The scarcity of data in the extremes makes the optimal solution of this problem of particular importance.
The optimal predictors of such events can be explicitly characterized in just a few cases and it is of fundamental practical and theoretical interest to develop optimal estimators over large classes of models and predictors.
In this work, the focus is on the case where $(Y,X)$ have a multivariate regularly varying distribution and one seeks an optimal predictor expressed as a positive homogeneous function $h(X)$ of the covariates.
The asymptotic prediction precision in this setting coincides with the tail-dependence coefficient $\lambda(Y,h(X))$ and it can be expressed as an integral functional of the associated angular measure of $(Y,X)$.
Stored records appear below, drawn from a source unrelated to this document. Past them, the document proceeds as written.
PR #112, opened 2021-01-05
better armor flip fix 

kecleon:
keeping track of item slot and hud position

hopefully better than the last one


MineGame159:
Doesnt this do the same thing as before?

kecleon:
> Doesnt this do the same thing as before?

The newer commit in this pr doesn't, it's one int for position on hud, one int for item slot, and it functions properly in game when toggling the flip armor option. If you don't want the previous bad commit I can make a new branch/pr without it.

PR #118, opened 2021-01-07
capitalization of module names, fullbright rename

notseanyay:
…cally the correct one


squidoodly:
All the module names are lower case for a reason.

PR #123, opened 2021-01-07
Added Skylight Updates to NoRender

Wide-Cat:
Skylight updated still cause fps lag in 1.16, so this is for fixing that

also first pr, pog


Wide-Cat:
ez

Thus, finding asymptotically optimal homogeneous predictors amounts to solving a variational problem.
We obtain a general solution to this problem, which is expressed in terms of a non-extreme conditional quantile of a tilted distribution derived from the angular measure.
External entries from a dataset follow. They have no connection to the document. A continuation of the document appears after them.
PR #145, opened 2021-01-14
Totem Count Hud

tyrannus00:
New Feature for the hud, shows the amount of totems in your inventory. Quite useful.


seasnail8169:
nice, how about some other items whilst you are at it? crystals gaps obby etc

seasnail8169:
but i dont think it should use the armor scale, maybe make a seperate slider called items scale and make them use that

PR #146, opened 2021-01-14
should organize the aura's settings somewhat? i hope so

notseanyay:


squidoodly:
Why would you change the epic description of the multi-targeting?

PR #148, opened 2021-01-15
Improved KillAura rotation setting

supakeks:
Some servers may have anticheats that detect hitting/facing a specific part of the target's body (in this case feet) through walls, so instead of only having the rotation always looking at the target's feet, you can choose where to look at.


MineGame159:
Make it so the "eyePos" and "chestPos" Vec3ds are not created if their mode is not selected. Aka move them to the correct switch case.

This leads to a general inference methodology for the optimal predictors in the peaks-over-threshold framework form extreme value theory.
We establish the universal consistency for these estimators over large classes of angular measures.
A general-purpose implementation of the resulting inference procedure is shown to work remarkably well against optimal oracle estimators, as well as in the challenging problem of extreme solar flare prediction.